# Pre existing waiting period???



## lasabrci (22 Jul 2014)

Without naming insurance companies can someone share their views on this.

I have health insurance for my family for many years and like many have moved companies in recent years.  Last November we moved to a new company. in December my wife was referred by our GP for scans that led onto a number of procedures.
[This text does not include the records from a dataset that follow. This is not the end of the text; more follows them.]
PR #8321, opened 2022-03-22
MB-10714: Initial Refactor ppm cypress

ronaktruss:
## Summary

This is just proposing one way of handling the future refactors so that we can adopt the patterns a bit earlier. The pattern for mobile tests should likely be reviewed with more scrutiny as if we need different viewports for specific tests we would need to override the current value throughout our tests. If this happens frequently it may warrant a modified approach.   

## Setup to Run Your Code

<details>

##### Terminal 1

Start the server locally.

```sh
make server_run
```

##### Terminal 2

Start cypress locally.

```sh
make e2e_test_fresh
```

</details>

### Frontend

### Backend


pearl-truss:
> @pearl-truss In [this commit](https://github.com/transcom/mymove/pull/8321/commits/f4521f7a32ebc050766f862a299dc83909b34de2) I ended up removing the logout because it didn't seem necessary for the flow and seemed to make the tests take longer to complete. It seems like just navigating back to the base url should suffice. Let me know if the logouts were needed for any other reason. (I also added some additional waits to resolve ETag issues that were similar to the ones I was seeing in my [PR](https://github.com/transcom/mymove/pull/8313).

Sounds good to me, I don't think the logging out is necessary with the new set up

felipe-lee:
@ronaktruss I think something went wrong with the latest merges because it's showing a bunch of changes that I'm pretty sure were from PRs merged to master.

ronaktruss:
@felipe-lee should be resolved. Thanks for calling that out!

cypress/integration/milmove/ppms/entireShipment.js
```diff
@@ -0,0 +1,117 @@
...
+  it('happy path with new shipment', () => {
+    // profile_full_ppm@move.draft
+    const userId = '9b9ce6ed-70ba-4edf-b016-488c87fc1250';
+    navigateHappyPath(userId, false);
+  });
+
+  it('mobile - happy path with new shipment', () => {
+    // full_ppm_mobile@complete.profile
+    const userId = '4fd6726d-2d05-4640-96dd-983bec236a9c';
+    cy.viewport(479, 875);
```
pearl-truss, line 28: I wonder if it's worth making these constants i.e `mobileWidth` and `mobileHeight` that can be used outside of this test as well

ronaktruss: +1 it's probably worth considering. I was holding off on making this as I wasn't sure how other mobile test would want to be run. I chose the 479 because <480 is when we modify the order on the buttons on the estimated incentive page. If we end up doing this for the rest of the tests we should go the route of having these variables be constants,

cypress/integration/milmove/ppms/dateAndLocation.js
```diff
@@ -1,11 +1,12 @@
+import { customerChoosesAPPMMove, submitsDateAndLocation } from '../../../support/ppmShared';
```
felipe-lee, line 1: Could this be an absolute import? Same question about the other files, but don't want to spam the PR with the same comment over and over.

cypress/integration/milmove/ppms/entireShipment.js
```diff
@@ -0,0 +1,117 @@
...
+  cy.apiSignInAsUser(userId);
+  cy.wait('@getShipment');
+  customerChoosesAPPMMove();
+  submitsDateAndLocation();
+  submitsEstimatedWeightsAndProgear();
+  generalVerifyEstimatedIncentivePage(isMobile);
+}
+
+function navigateHappyPathWithEditsAndBacks(isMobile = false) {
+  // TODO: need to change id to be unique + add email associated with user
```
felipe-lee, line 52: It might be good to do this since now. It would also simplify the `submitAndVerifyUpdateDateAndLocation` since you could re-use `submitsDateAndLocation` for part of it at least.

pkg/testdatagen/scenario/e2ebasic.go
```diff
@@ -1523,48 +1523,70 @@ func serviceMemberWithOrdersAndPPMMove04(appCtx appcontext.AppContext, userUploa
...
-		ServiceMember: models.ServiceMember{
-			ID: uuid.FromStringOrNil("a5cc1277-37dd-4588-a982-df3c9fa7fc20"),
-		},
-	})
-	orders := testdatagen.MakeOrder(appCtx.DB(), testdatagen.Assertions{
-		Order: models.Order{
-			ID:              uuid.FromStringOrNil("42f9cd3b-d630-4762-9762-542e9a3a67e4"),
-			ServiceMemberID: customer.ID,
-			ServiceMember:   customer,
+	email := "profile_full_ppm@move.draft"
```
felipe-lee, line 1526: I wonder if these functions should have more specific names. I feel like 05, 06, etc. aren't very indicative. Maybe for a future PR though.

felipe-lee (approved):
LGTM, though I think that TODO would be good to address since now, but I'm fine if you want to address it in a future PR.

pkg/testdatagen/scenario/e2ebasic.go
ronaktruss: Yeah, I was thinking the same. It seems like some of these are used for non PPM related items as well, I'll make some adjustments here before merging.

cypress/integration/milmove/ppms/dateAndLocation.js
ronaktruss: Yup will do.

cypress/integration/milmove/ppms/entireShipment.js
ronaktruss: I left the TODO since in my eyes this would test an existing PPM being updated on each page and then navigating back to the page where the changes were made to ensure that the page persisted these changes, and we were still waiting on the advance fields to be finalized.

The reason that there are two functions right now is because one is a POST and the other is for a PATCH. Right now they have different aliases so the line where we wait on them would be different. I should be able to refactor this a bit to reduce the duplicate information.

cypress/integration/milmove/ppms/dateAndLocation.js
ronaktruss: It doesn't look like cypress supports absolute paths out of the box.

felipe-lee: 😞

PR #8322, opened 2022-03-23
[MB-10956] Duty Station Renaming Cleanup Part 4: Rename duty station in backend

mboren:
## Summary
I renamed just about every permutation of `duty station` that I could find in the backend.

Most of the heavy lifting was done in prior PRs so this is mostly local variables, comments, and stuff like that.
  
There are two things I didn't get to
- the code for loading new duty stations from  a CSV and generating duty station migrations.
  - I don't think this stuff would even be useful anymore without heavy modification. It's maybe still worth updating just for the sake of consistency, but I'll leave that for another PR since it's not a part of the milmove application and would inflate this  PR a lot
- the query parameter for sorting office queues by destination duty station `destinationDutyStation`
  - This requires changes done in both the frontend and backend simultaneously, and I'd like to keep this PR at least a little focused. Also, it doesn't look to me like we allow sorting by this anymore, so might just delete it.

## Setup to Run Your Code
This touches a lot of stuff. Fortunately, I think the compiler and automated tests will catch most of the mistakes that would have come up from renaming things.
There are a few things that still probably a good idea to walk through manually though.

### Make sure e2e populate still works:
```sh
make db_dev_e2e_populate
```
### Walk a move through the different stages and make sure nothing weird happens
```
make server_run
```
```
make client_run
```
- Create a move as a customer
- Approve as TOO
- Submit payment request as the Prime
- Approve the payment request as a TIO.


leia-sefkin (approved):
Another beast of a PR 🐻  - code changes look good, everything works find on the customer and TOO/TIO/Prime side of things when testing locally. 🚢  🚢  🚢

We have just got a bill for 25e from the hospital and likely to get more.  The insurance company despite confirming by phone (unfortunately) in December that the excess was 100e are now claiming its 125e based on our old policy.  This is on the basis the condition was pre existing.  therefore they claim an upgrade in conditions to a 100e excess does not apply and our old excess of 125e with our previous insurance company in now relevant.  we now have a 2 year wait under the new policy!

We did not know of this medical condition existed at the time of changing insurance and my understanding was that waiting periods existed for upgrades for higher medical requirements eg adding better cardiac cover etc not for a simple excess.

Has anybody else come across this situation?. Is it correct? I need to read the fine print in the insurance policies but interested to hear your views.


----------



## Sunny (22 Jul 2014)

Feel free to name the insurance company. What you describe doesn't sound right but as with all these things, it all depends what is in the small print and insurance companies love small print.

At first glance, it does sound like dodgy practice I have to say.


----------



## BazzaDP (22 Jul 2014)

[broken link removed]


----------



## Sunny (23 Jul 2014)

BazzaDP said:


> [broken link removed]


 
Going by that link, there shouldn't be any waiting periods for out patient benefits if the person is under 55. Certainy trying to charge a higher excess based on your old plan seems very odd. 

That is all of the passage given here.